One limitation for this triage use case is it solely relies on accurate tracking of up to four objects by the model—incorrect prediction of any prediction will result in incorrect triage distances, so fully automating will require a more robust image training set and rules for identifying poor prediction by the ShrapOD model. Another limitation is the triage metric is based on 2D ultrasound images, so objects may be out of plane from key neurovascular features not currently being tracked without 3D ultrasound information. In previous studies, 3D ultrasound volumes have been used for deep learning algorithms to more accurately track objects [
24,
25]. However, this metric is not meant to replace additional medical evaluation, but highlight at risk subjects, so the 2D tracking is likely sufficient. Lastly, all predictions are based on midpoints currently, which for larger vein diameters or more irregularly shaped shrapnel may misrepresent feature proximity.

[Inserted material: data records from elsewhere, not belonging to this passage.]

PR #4356, opened 2023-08-01
apply Go 1.21 loopvar fixes

wallyqs:
Applies some of the loopvar fixes that Go 1.21 will find:

```sh
GOEXPERIMENT=loopvar go1.21rc2 build -gcflags=all=-d=loopvar=2 
server/accounts.go:3235:10: loop variable m now per-iteration, stack-allocated
server/server.go:3666:9: loop variable i now per-iteration, stack-allocated
server/server.go:3699:10: loop variable i now per-iteration, stack-allocated
server/filestore.go:5141:10: loop variable mb now per-iteration, stack-allocated
server/reload.go:1100:10: loop variable a now per-iteration, stack-allocated
server/reload.go:2195:10: loop variable an now per-iteration, stack-allocated
server/reload.go:2342:10: loop variable an now per-iteration, stack-allocated
```

### DIFF
--- a/server/accounts.go
+++ b/server/accounts.go
@@ -3233,6 +3233,7 @@ func (s *Server) updateAccountClaimsWithRefresh(a *Account, ac *jwt.AccountClaim
 	for sub, wm := range ac.Mappings {
 		mappings := make([]*MapDest, len(wm))
 		for i, m := range wm {
+			m := m
 			mappings[i] = &MapDest{
 				Subject: string(m.Subject),
 				Weight:  m.GetWeight(),
--- a/server/filestore.go
+++ b/server/filestore.go
@@ -5139,6 +5139,7 @@ func (fs *fileStore) State() StreamState {
 		cur := fs.state.FirstSeq
 
 		for _, mb := range fs.blks {
+			mb := mb
 			mb.mu.Lock()
 			fseq := mb.first.seq
 			// Account for messages missing from the head.
--- a/server/reload.go
+++ b/server/reload.go
@@ -1098,6 +1098,7 @@ func imposeOrder(value interface{}) error {
 			return value[i].Name < value[j].Name
 		})
 		for _, a := range value {
+			a := a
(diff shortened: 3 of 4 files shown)


server/accounts.go
```diff
@@ -3233,6 +3233,7 @@ func (s *Server) updateAccountClaimsWithRefresh(a *Account, ac *jwt.AccountClaim
 	for sub, wm := range ac.Mappings {
 		mappings := make([]*MapDest, len(wm))
 		for i, m := range wm {
+			m := m
```
derekcollison, line 3236: Why the heck is this needed?

wallyqs: to make `m` a different instance per iteration, in Go 1.22 that will be default behavior but in Go 1.21 can already try to find the for loops that will be auto fixed to test in advance: https://github.com/golang/go/wiki/LoopvarExperiment#if-the-proposal-is-accepted-how-will-the-change-be-deployed || https://go.googlesource.com/proposal/+/master/design/60078-loopvar.md#a-decade-of-experience-shows-the-cost-of-the-current-semantics

derekcollison: ok I will read up on it later but the fix, m := m looks kinda silly (not you just in general).. So rather find a better solution than that..

derekcollison: I think you read it wrong, they are trying to fix the closure capture problem..

oderwat:
@wallyqs I know I am just some "outsider" but I am curious about the loopvar problem in general. Do these changes imply that all those locations in the code are currently bugged?

bruth:
@oderwat The output @wallyqs showed indicates that these variables are heap allocated rather than stack (in loop) prior to Go 1.21.

After a quick review, all references are being used as inline lookups or methods are being accessed on them which would yield stack-scope values within the loop. So the existing behavior was not buggy.

wallyqs:
Thanks for looking @bruth, I will close this one for now since the behavior can be confirmed anyway by using `GOEXPERIMENT=loopvar` in a build.

PR #4358, opened 2023-08-02
config: make parsing configurations without usable values invalid (backport)

### LINKED ISSUE #4343: Binary file accepted as valid configuration
## Defect

I mistakenly fed `nats-server` a binary rather than a configuration file, and `-t` tells me it is a valid configuration.

Noticed this on `2.9.21-RC.1`, but this has not changed recently.

Not relevant

Pass the path of a binary (or other non-textfile, like PDF) as configuration argument:
```
 ./nats-server -t -c ./nats-server
```

#### Expected result:
Non zero-exit code, and a message telling me I'm doing it wrong

#### Actual result:
`nats-server: configuration file ./nats-server is valid`

#### Details

Stepping through the configuration parsing steps, it seems like the entire binary is treated treated like as `itemKey`, and accepted.

Even setting `pedantic`, there are no errors and no warnings.

wallyqs:
This makes configuration files that are empty, or read and processed by the parser but with no detected values now return an error.

Fixes #4343 
Backport from dev branch (https://github.com/nats-io/nats-server/pull/4347)

### DIFF
--- a/conf/parse.go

This can be improved by making measurements from each corner of the bounding boxes, or an image segmentation architectures may prove to be more applicable for improving on this metric [
26].
Next steps for this work will take four paths. First, customization to the hardware side to allow object detection and triage measurement to be performed in real-time. Second, the ShrapOD model must be transfer learned for use with ex vivo or live animal tissue for further evaluation and for inclusion of pulsatile flow in the artery as it may impact object detection. Further, additional tissue and object tracking, such as proximity to joints, will be critical as this work is optimized for use in humans and translated into swine. Third, ultrasound image interpretation is only one half of the challenge when using ultrasound in military medicine; the other half of the challenge is proper image acquisition by non-expert users. This work will investigate further AI and robotic platforms to further automate the ultrasound process to make this technology more suitable for frontline application where resources and personnel are limited. Lastly, object detection algorithms can be valuable for other ultrasound applications so work will be conducted to develop AI models for other emergency medicine applications, such as eFAST (extended focused assessment with sonography in trauma) exams [
27,
28] for identifying pneumothorax [
29], hemothorax, and abdominal hemorrhage.